◆ WHAT YOU SHOULD DO: For each line of the material, check for the string "creates"; then state how many lines had it, giving only the number.

◆ EXERCISE INPUT:

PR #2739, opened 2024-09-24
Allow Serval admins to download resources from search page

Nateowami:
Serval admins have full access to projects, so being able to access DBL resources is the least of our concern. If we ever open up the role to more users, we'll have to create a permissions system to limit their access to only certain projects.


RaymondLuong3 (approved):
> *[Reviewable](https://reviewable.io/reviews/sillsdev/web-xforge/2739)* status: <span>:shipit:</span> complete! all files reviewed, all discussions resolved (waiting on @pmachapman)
* * *
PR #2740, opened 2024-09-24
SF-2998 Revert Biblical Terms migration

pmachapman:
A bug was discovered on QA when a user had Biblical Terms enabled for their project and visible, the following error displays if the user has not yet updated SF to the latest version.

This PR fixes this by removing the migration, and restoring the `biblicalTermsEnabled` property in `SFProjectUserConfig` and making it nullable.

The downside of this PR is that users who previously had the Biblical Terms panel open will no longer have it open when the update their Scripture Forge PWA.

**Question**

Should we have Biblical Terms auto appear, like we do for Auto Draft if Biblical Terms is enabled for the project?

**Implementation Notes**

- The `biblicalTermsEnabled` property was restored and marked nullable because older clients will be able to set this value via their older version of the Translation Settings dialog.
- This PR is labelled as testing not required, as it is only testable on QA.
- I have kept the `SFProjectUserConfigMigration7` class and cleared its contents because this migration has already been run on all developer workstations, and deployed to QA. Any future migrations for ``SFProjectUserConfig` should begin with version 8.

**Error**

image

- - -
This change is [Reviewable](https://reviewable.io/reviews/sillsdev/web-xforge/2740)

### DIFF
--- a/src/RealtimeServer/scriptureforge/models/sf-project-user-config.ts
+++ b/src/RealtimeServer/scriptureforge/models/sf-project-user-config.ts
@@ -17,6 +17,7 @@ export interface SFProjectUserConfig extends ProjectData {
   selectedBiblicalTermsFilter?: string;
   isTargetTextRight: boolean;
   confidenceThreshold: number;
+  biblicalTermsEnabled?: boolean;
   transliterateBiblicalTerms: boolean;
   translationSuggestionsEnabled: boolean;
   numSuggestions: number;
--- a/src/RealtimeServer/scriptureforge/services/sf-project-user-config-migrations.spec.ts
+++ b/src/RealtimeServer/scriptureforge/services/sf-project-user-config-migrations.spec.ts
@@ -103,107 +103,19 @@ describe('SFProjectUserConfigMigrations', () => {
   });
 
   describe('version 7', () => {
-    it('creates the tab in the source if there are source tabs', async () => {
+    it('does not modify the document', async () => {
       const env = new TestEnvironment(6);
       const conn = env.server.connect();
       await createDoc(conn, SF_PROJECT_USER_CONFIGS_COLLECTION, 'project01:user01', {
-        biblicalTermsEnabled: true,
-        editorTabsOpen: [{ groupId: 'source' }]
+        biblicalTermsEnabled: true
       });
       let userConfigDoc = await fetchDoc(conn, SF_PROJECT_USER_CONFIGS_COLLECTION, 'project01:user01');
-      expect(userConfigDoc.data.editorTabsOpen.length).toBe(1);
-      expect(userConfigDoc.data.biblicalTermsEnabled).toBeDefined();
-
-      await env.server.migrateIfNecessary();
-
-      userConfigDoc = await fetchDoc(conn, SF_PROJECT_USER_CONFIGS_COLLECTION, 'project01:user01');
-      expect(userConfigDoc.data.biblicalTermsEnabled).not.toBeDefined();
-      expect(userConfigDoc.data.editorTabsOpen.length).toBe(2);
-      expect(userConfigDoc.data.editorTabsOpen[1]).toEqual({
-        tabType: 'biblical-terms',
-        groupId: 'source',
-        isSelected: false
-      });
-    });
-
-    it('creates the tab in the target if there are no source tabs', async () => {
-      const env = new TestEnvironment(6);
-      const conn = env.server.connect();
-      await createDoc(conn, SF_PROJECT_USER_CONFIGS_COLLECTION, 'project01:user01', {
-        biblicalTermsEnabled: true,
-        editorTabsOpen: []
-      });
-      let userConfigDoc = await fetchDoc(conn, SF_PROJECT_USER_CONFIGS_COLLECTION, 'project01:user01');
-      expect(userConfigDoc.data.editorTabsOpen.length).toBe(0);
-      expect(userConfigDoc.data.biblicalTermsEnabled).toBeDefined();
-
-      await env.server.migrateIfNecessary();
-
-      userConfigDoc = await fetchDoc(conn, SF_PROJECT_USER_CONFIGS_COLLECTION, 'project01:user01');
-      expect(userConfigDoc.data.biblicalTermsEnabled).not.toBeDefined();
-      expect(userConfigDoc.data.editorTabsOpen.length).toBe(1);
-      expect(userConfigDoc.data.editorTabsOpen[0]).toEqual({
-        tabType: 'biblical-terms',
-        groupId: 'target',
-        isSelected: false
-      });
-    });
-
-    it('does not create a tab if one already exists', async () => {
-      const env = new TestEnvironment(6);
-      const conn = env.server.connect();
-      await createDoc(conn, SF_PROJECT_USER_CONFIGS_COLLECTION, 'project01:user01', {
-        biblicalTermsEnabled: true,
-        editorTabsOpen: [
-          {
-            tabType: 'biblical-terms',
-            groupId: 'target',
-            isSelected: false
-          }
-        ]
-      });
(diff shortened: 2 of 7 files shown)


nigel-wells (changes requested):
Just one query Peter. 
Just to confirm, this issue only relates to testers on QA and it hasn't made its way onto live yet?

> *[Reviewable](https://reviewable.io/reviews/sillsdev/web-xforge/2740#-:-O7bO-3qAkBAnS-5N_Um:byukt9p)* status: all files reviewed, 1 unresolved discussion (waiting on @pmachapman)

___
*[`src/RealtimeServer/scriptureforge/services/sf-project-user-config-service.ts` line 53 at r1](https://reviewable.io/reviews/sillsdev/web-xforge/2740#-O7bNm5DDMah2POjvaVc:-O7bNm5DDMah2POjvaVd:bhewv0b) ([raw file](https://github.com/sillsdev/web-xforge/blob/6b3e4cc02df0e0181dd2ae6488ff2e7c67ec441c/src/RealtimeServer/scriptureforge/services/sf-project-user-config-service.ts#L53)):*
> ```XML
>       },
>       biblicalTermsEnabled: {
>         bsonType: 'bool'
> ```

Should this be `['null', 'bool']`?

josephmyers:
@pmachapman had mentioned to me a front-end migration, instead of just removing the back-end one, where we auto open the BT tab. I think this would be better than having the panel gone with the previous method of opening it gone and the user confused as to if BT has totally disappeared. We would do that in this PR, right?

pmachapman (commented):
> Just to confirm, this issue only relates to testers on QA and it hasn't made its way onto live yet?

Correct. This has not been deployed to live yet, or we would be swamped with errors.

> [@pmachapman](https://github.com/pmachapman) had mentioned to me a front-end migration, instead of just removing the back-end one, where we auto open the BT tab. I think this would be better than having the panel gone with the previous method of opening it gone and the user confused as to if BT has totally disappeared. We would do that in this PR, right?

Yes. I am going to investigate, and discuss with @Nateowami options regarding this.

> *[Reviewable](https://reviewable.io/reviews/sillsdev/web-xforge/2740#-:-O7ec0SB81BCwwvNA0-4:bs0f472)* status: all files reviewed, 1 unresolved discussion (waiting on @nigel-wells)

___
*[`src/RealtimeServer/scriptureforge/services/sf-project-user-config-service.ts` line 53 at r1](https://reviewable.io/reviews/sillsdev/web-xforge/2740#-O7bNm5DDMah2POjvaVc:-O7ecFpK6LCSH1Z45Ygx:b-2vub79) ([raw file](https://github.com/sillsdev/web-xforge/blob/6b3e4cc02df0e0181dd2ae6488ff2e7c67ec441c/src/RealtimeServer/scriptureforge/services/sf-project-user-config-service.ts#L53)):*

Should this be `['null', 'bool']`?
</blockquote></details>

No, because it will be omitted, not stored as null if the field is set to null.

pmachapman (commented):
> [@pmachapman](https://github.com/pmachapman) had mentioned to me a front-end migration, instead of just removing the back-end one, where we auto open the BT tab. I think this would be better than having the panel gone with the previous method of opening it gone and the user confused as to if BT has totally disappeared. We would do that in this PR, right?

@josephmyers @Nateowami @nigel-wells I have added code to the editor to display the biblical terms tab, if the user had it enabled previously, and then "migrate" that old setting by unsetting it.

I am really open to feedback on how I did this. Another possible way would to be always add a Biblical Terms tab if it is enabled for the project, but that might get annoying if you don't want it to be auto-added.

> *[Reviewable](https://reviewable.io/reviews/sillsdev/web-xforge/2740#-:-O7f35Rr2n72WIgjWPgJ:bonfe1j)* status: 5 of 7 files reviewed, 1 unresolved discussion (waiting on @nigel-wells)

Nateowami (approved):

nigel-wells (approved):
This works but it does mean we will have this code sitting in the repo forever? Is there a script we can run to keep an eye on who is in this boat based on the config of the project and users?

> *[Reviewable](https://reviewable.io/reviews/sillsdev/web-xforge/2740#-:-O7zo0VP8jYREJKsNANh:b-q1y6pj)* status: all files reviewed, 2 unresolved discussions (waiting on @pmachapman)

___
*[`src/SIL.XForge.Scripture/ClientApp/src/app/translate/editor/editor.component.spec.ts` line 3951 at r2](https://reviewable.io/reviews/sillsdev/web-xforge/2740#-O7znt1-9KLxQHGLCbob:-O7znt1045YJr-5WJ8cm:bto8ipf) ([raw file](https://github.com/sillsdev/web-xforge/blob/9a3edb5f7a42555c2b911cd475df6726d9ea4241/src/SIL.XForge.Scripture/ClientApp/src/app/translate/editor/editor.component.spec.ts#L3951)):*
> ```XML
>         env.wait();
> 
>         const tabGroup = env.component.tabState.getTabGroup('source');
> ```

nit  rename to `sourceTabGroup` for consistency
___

◆ EXERCISE SOLUTION: 2